Entrepreneurial Pitfalls: Part II

In the first of this two-part blog series, I covered three entrepreneurial traps I’ve observed and sometimes experienced throughout my career. That first batch involved business books, irrational insecurities and deal addiction. (Check it out here.)

But I’m afraid booby traps are everywhere when you’re building a business.

Here are three more traps to contend with. The point here is that you are not alone. If and when you fall into one of these traps, you will come out on the other side.

Now, on to the pitfalls.

No. 4: they are never satisfied with just one business

Most entrepreneurs I’ve met share a common affliction: they just have to start a second business. This tends to be true no matter which of the two kinds of founders you happen to be.

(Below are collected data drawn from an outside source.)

PR #135, opened 2016-04-01
Add ability to create group as subgroup of another group

AlanCoding:
This allows the following type of command to work where `parent_group` is an existing group and the `child_group` is created.

    tower-cli group create --parent-group=parent_group --name=child_group

This also introduces an error scenario where neither inventory nor group is provided (previously we just returned the error from the server when inventory was not there).

### DIFF
--- a/lib/tower_cli/resources/group.py
+++ b/lib/tower_cli/resources/group.py
@@ -226,6 +226,20 @@ class Resource(models.Resource):
         isid = self._get_inventory_source_id(group)
         return isrc.update(isid, monitor=monitor, timeout=timeout, **kwargs)
 
+    @resources.command(use_fields_as_options=False)
+    @click.option('--group', type=types.Related('group'))
+    @click.option('--parent', type=types.Related('group'))
+    def associate(self, group, parent):
+        """Associate this group with the specified group."""
+        return self._assoc('children', parent, group)
+
+    @resources.command(use_fields_as_options=False)
+    @click.option('--group', type=types.Related('group'))
+    @click.option('--parent', type=types.Related('group'))
+    def disassociate(self, group, parent):
+        """Disassociate this group from the specified group."""
+        return self._disassoc('children', parent, group)
+
     def _get_inventory_source_id(self, group):
         """Return the inventory source ID given a group dictionary returned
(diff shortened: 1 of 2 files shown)


AlanCoding:
This has a flaw in its implementation - group names are not globally unique. The parent group may need to also have the inventory specified. If a group with that name exists in multiple groups, then it would be impossible to add children to it (in the current state of this PR).

Instead, we're going to have to:

 - Ditch the use of related type
 - Add a custom lookup function that takes group and inventory
 - Selectively check if user provided inventory, and make appropriate decisions

The new lookup function will be easily reused for listing the children in a group (which is a standing issue).

AlanCoding:
At this point, the basic mechanics for incorporation of inventory into the group management commands is working, and the other PR is merged in, and also integrated to the use of inventory. I'm going to share my testing bash script here:

```
# Setup information
tower-cli organization create --name Default
tower-cli inventory create --name inv1 --organization Default
tower-cli inventory create --name inv2 --organization Default

# Creating simple parent and child structure
tower-cli group create --name group_top --inventory inv1
tower-cli group create --name group_child --parent group_top
# Check listin of top group's children and see the child
tower-cli group list --parent group_top

# Make sure same commands work with a group of the same name
#  when that group is inside of a second inventory
tower-cli group create --name group_top --inventory inv2
tower-cli group create --name group_child --parent group_top --inventory inv1
tower-cli group list --parent group_top --inventory inv1

# Drop a group down into top level
tower-cli group create --name top_bottom --parent group_top --inventory inv1
tower-cli group disassociate --parent group_top --group top_bottom --inventory inv1
# this list should show the "top_bottom" group because of --root option
tower-cli group list --inventory inv1 --root

# Bring that group back into the parent group as a child
tower-cli group associate --parent group_top --group top_bottom --inventory inv1
# This should show that "top-bottom" has moved back into the group_top
tower-cli group list --parent group_top --inventory inv1
```

This script articulates all of the cases that I initially had in mind for this to work for. I might still think of more things later.

We could also use some better help text documentation (although the status of fields makes this tricky). Also, I haven't scratched the surface for unit tests with the inventory flag yet.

Corporate Misfit: This is the entrepreneur who had a corporate position but marched to the beat of their own drum — and they knew they did not fit in. They made up their own rules and at times were overly outspoken. Needless to say, they were non-conformists who didn’t quite fit into the corporate politics and occasionally left a wake of wounded colleagues and bosses.

When the Corporate Misfit became an entrepreneur for the first time, they knew their skills and knowledge of what made “corporate America” work was portable, so they applied a lot of what they learned — processes, budget management, leadership skills etc. — to their new endeavor, saving them time and headaches. Then, at some point they hit new roadblocks, friction points and bottlenecks unique to a start-up and yet rarely seen in a mature corporate setting.  This is the time when the corporate misfit MUST reach out and ask for help

Rugged Individualist: This type of entrepreneur never set foot in a corporate setting, let alone work at any length of time anywhere. They are the “cowboy,” the “wild-catter,” the “contrarian,” — and most of all, they have the attitude of, “I will show you!”  From their first job as a kid, they knew that following someone else’s rules was not part of their future plans.

As the Rugged Individualist matured and started their own business, what they lacked in corporate sophistication they made up for in hard work, problem-solving skills,  hustle and grit. 

When either of these entrepreneurs begins to experience some success, they start itching for a second business.

And then they might get a little sloppy or cocky — or both.

The second time around, they ignore what they did right with the first business. The Corporate Misfit’s best practices fall by the wayside. And the Rugged Individualist forgets the lessons they learned the hard way.

They grow impatient. They don’t want to repeat the slower pace they took to successfully build the first business. They write checks to pay for shortcuts and skip steps in a process even though they know that following the process works when you follow the steps. 

To prevent this trap from wreaking havoc on your second business launch, reflect on and write about what has worked and what hasn’t worked as you grow your first business. Do a retrospective. Take a two-day retreat by yourself and define what made you successful the first time and how you can duplicate it. 

Connected to the desire to get to that “next big thing” fast is our fifth trap.


No. 5: They are “good idea” fairies

Entrepreneurs have an endless supply of exciting, random thoughts about new products to sell, markets to enter, and businesses to start. And they sprinkle these ideas like pixie dust all over their people. Unbeknownst to their team, this is their way of getting clarity of thought.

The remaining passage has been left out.